I set the quoted script as a crontab action running every 10 minutes and was able to stream "Love Life" and "Ghosts S1" without an unusual number of hangs. But ideally there'd be a way of getting dnsmasq to change its configuration without clearing the rest of its DNS cache.
 
The main distinction is that it provides short-cut access to the standard Portal services without the tedium of going through the Humax server to get to them. If you have a fast connection you might not notice, but with a slow connection it takes ages just to load up the menu from which to select iPlayer.

However, it is also a platform from which to launch alternative services (as they might be developed/discovered). In this case, it could be used to access a working iPlayer URL instead of the faulty one.
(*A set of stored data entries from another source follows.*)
PR #25, opened 2021-03-23
Refix ShenandoahPurgeSATBTask

zhengyu123:
My early fix was incomplete and incorrect.

1) ShenandoahPurgeSATBTask needs to change thread claim token for iterating threads in parallel, this was missing in early change.
2) Threads::threads_do() -> Threads::possibly_parallel_threads_do() was incorrect, the later version only iterates Java and VM threads. This part of changes are reverted.
3) A minor change: declaring _trashed_oops as volatile as it is a shared variable.

---------
### Progress

### Reviewers
 * @earthling-amzn (no known github.com user name / role)

### Reviewing

Checkout this PR locally: \
`$ git fetch https://git.openjdk.java.net/shenandoah pull/25/head:pull/25` \
`$ git checkout pull/25`

`$ git checkout pull/25` \
`$ git pull https://git.openjdk.java.net/shenandoah pull/25/head`

</details>

Checkout this PR locally: \
`$ git pr checkout 25`

`$ git pr show -t 25`

</details>

<a href="https://git.openjdk.java.net/shenandoah/pull/25.diff">https://git.openjdk.java.net/shenandoah/pull/25.diff</a>

</details>

### DIFF
--- a/src/hotspot/share/gc/shenandoah/shenandoahOldGeneration.cpp
+++ b/src/hotspot/share/gc/shenandoah/shenandoahOldGeneration.cpp
@@ -38,14 +38,18 @@
 class ShenandoahFlushAllSATB : public ThreadClosure {
  private:
   SATBMarkQueueSet& _satb_qset;
+  uintx _claim_token;
 
  public:
   explicit ShenandoahFlushAllSATB(SATBMarkQueueSet& satb_qset) :
-    _satb_qset(satb_qset) { }
+    _satb_qset(satb_qset),
+    _claim_token(Threads::thread_claim_token()) { }
 
   void do_thread(Thread* thread) {
-    // Transfer any partial buffer to the qset for completed buffer processing.
-    _satb_qset.flush_queue(ShenandoahThreadLocalData::satb_mark_queue(thread));
+    if (thread->claim_threads_do(true, _claim_token)) {
+      // Transfer any partial buffer to the qset for completed buffer processing.
+      _satb_qset.flush_queue(ShenandoahThreadLocalData::satb_mark_queue(thread));
+    }
   }
 };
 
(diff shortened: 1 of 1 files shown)


earthling-amzn (approved):
Thanks again for setting this straight.

zhengyu123:
> Thanks again for setting this straight.

@earthling-amzn Thanks for reviewing and sorry for the noise.

earthling-amzn:
Can we move this PR forward?

zhengyu123:
> Can we move this PR forward?

Roman is on PTO this week, I will ping him next week.

src/hotspot/share/gc/shenandoah/shenandoahOldGeneration.cpp
```diff
@@ -92,12 +96,14 @@ class ShenandoahPurgeSATBTask : public AbstractGangTask {
   ShenandoahObjToScanQueueSet* _mark_queues;
 
 public:
-  size_t _trashed_oops;
+  volatile size_t _trashed_oops;
```
rkennke, line 99: If it the intention is to make shared access to the field safe, then C++ volatile does not (fully) achieve this. You also need to use Atomic::inc() and similar to change/read it.

rkennke (approved):
Looks good, only a minor thing about shared access to _trashed_oops.

src/hotspot/share/gc/shenandoah/shenandoahOldGeneration.cpp
zhengyu123: Adding volatile keyword, mainly just for coding convention on shared variable. It uses Atomic::add() to update variable, so it is correct.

Thanks, that makes the point of it much clearer on both counts. It's a shame https://wiki.hummy.tv/wiki/Custom_TV_Portal doesn't say that, or doen't say it clearly anyway.
 
I think it's possible to render any website through an entry in new-portal, such as WebIF, but interacting with them is difficult so there's not much point.
 
Well I have to admit I finally cracked and bought one of the latest generation Chromecasts (the older ones are dirt cheap now, but the lack of a remote put me off). Pretty neat, and iPlayer now considerably more snappy. Once we've caught up with some things on that there's 6 months of bundled Netflix sub to get stuck into over what could be a pretty grim winter.
 
Any news from Humax on a real fix? All it needs is a firmware update that is identical to the previous release but with a new certificate. How long can it possibly take to generate that? The certificate can be inserted at binary level if they're not sure they can rebuild the firmware or don't want to take the risk. I sense some heel dragging.
 
The new Chromecast remote control in itself is of no added value to me as I just use my Harmony universal remote combined with the TV's CEC functionality to Play / Pause / Stop but does the new Chromecast offer more playback control? Being able to skip back / forward or rewind / FF would be useful.